What is this thing now where female pop stars keep asking: “Tell me can you hit it right?” Hit what, exactly? If Mabel’s lyrics feel like they’ve been heavily workshopped to ride the line between teen-pleasing filth and daytime radio play, they are no worse off for it. The PVC cladding may be more Ann Summers than Berghain, the production best described as “Spotify”, but with a quiet-loud dynamic tighter than a duck’s designer vagina, it’s a hit.

Pharrell Williams
Letter to My Godfather

It’s strange to think that Pharrell was the mind responsible for both Drop It Like It’s Hot and Happy, like if Jonas Salk had also patented pneumatic baby-maiming shears. An acoustic guitar ballad that relies heavily on AutoTune for any kind of differentiation, his titular letter is neither genius nor war crime. I could see it being a huge hit. I could see it disappearing tomorrow. You just never know, with the state of the general public these days.

Bat for Lashes
Kids in the Dark

In chillwave no one ever dies, they just become a more washed-out, Kodachromed, tie-dyed facsimile of themselves.
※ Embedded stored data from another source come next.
PR #937, opened 2026-09-06
Render the UsageModal the account menu opens (#929 follow-up)

JohnDominicJasmin:
## Summary

One line. `<UsageModal open={usageOpen} onClose={() => setUsageOpen(false)} />` in `TerminalNav`'s JSX.

**This is my bug from #929, and it is the same defect #929 existed to fix.**

## What happened

#929 made the dead avatar a working account menu. It added the import, the `useState`, and the `onClick` calling `setUsageOpen(true)`. **It never rendered the component.**

So the state flipped and nothing read it. **View Usage closed the dropdown and did nothing** — a control that looks right and does not work, reintroduced one menu item over, inside the change that fixed exactly that.

Two of the three destinations worked. **The one that failed is the only one needing a component rather than a `<Link>`.**

## Why source review could not catch it

Every line anyone would check was present and correct: the import, the state, the handler, the label, the styling. **What was missing was a line nobody thinks to look for, because its absence looks like nothing at all.**

QA's `grep` count is the only tell that exists in the source:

Natasha Khan, who – if memory serves – used to write rich, diaphanous pop songs of the kind engineered to appeal to the Mercury prize judges, seems more of a Xerox of a Xerox. What was once witchy enchantment now resembles M83 playing in the next room. A shoo-in for Drive 2.

Taylor Swift
You Need to Calm Down

This is being touted as her LGBTQIA+ anthem, but I still can’t shake the sense Taylor is secretly working for the Republicans. Put simply, seldom has homosexuality sounded quite so orthodox and tedious. “Sunshine on the street at the parade / But you would rather be in the Dark Ages … / Cos shade never made anybody less gay”. This isn’t a gay anthem, it’s an anthem for people who pick up and put down the term “ally” like a Michael Kors bag.